**EXERCISE DESCRIPTION:**
Your answer must be one number: the count of lines below that hold the word "other".

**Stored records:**
......

PR #110, opened 2023-04-19
refactor: Restructuring of classes to reduce duplication and increase readibility

holtskinner:
- Changed `vision_helpers.py` to input `Document.Page` to reduce extra imports.
- Rewrote Entity image extraction to avoid storing the Pillow image in memory.
- Added error checking for missing shards.
- Added sorting of shards by index in case they are read out of order.
- Fixed bug where `Entity` page numbers would be incorrect in multi-shard documents.
- Simplified creation of `Page` sub classes by using `__post_init__()`
- Renamed `Page.text` and `Table.text` to `document_text` to be more descriptive and match the other `Page` elements.
- Rewrote `table_sample.py` to use more accurate/descriptive variable names.
- Minor formatting of comments/docs


google/cloud/documentai_toolbox/wrappers/document.py
```diff
@@ -717,15 +695,34 @@ def split_pdf(self, pdf_path: str, output_path: str) -> List[str]:
...
             AnnotateFileResponse:
-                Proto with TextAnnotations.
+                Proto with `TextAnnotations`.
         """
-        return _convert_to_vision_annotate_file_response(self.text, self.pages)
+        responses: List[AnnotateImageResponse] = []
+
+        for shard in self.shards:
+            for docai_page in shard.pages:
+                page_vision_annotation = _convert_document_page(
```
dizcology, line 710: Can we take this opportunity to import module instead of functions?  In particular this would become `vision_helpers._convert_document_page`, making its use cases more obvious.

google/cloud/documentai_toolbox/wrappers/document.py
```diff
@@ -64,17 +62,19 @@ def _entities_from_shards(
...
-            entity.crop_image(shard)
-            result.append(entity)
-            for documentai_prop in documentai_entity.properties:
-                prop = Entity(documentai_entity=documentai_prop)
-                prop.crop_image(shard)
-                result.append(prop)
-
-    if len(result) > 1 and result[0].documentai_entity.id:
-        result.sort(key=lambda x: int(x.documentai_entity.id))
+        shard_index = int(shard.shard_info.shard_index)
```
dizcology, line 65: Do we know that `shard.shard_info.shard_index` will always be the same as the index of `shard` as it appears in the list `shards`?

In `export_images` below we have the following code:
```
image = entity.crop_image(
                documentai_document=self.shards[entity.shard_index]
            )
```
which suggests that these two notion of "shard index" are indeed the same.  Can we confirm that to be the case?

Alternatively, from the perspective of the Toolbox library, the "index of a shard as it appears in the list shards" is the one actually used, so perhaps we can simply iterate with `for shard_index, shard in enumerate(shards): ...` here instead.

google/cloud/documentai_toolbox/wrappers/entity.py
```diff
@@ -26,44 +27,73 @@
 
 @dataclasses.dataclass
 class Entity:
-    r"""Represents a wrapped documentai.Document.Entity.
+    """Represents a wrapped `documentai.Document.Entity`.
 
     Attributes:
+        shard_index (int):
```
dizcology, line 33: Since these wrapper classes are "public", let's acknowledge that this change of adding a new required argument (and in other places) is a breaking change in the commit message.

google/cloud/documentai_toolbox/wrappers/entity.py
```diff
@@ -26,44 +27,73 @@
...
+        end_page (int):
+            Required. Last page of the classification
+            (for Splitter/Classifier processors). Default is `0` for other processors.
+        normalized_vertices (List[documentai.NormalizedVertex]):
+            Optional. Vertices for bounding box of `Entity`.
     """
-    documentai_entity: documentai.Document.Entity = dataclasses.field(repr=False)
+
+    shard_index: int = dataclasses.field()
+    documentai_entity: dataclasses.InitVar[documentai.Document.Entity]
```
dizcology, line 61: Just to confirm, are we changing all the existing wrapped documentai messages to `InitVar`, and extract information from the those messages in `__post_init__`, but never keeping the whole documentai message as a field?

......

**FINAL ANSWER:**
3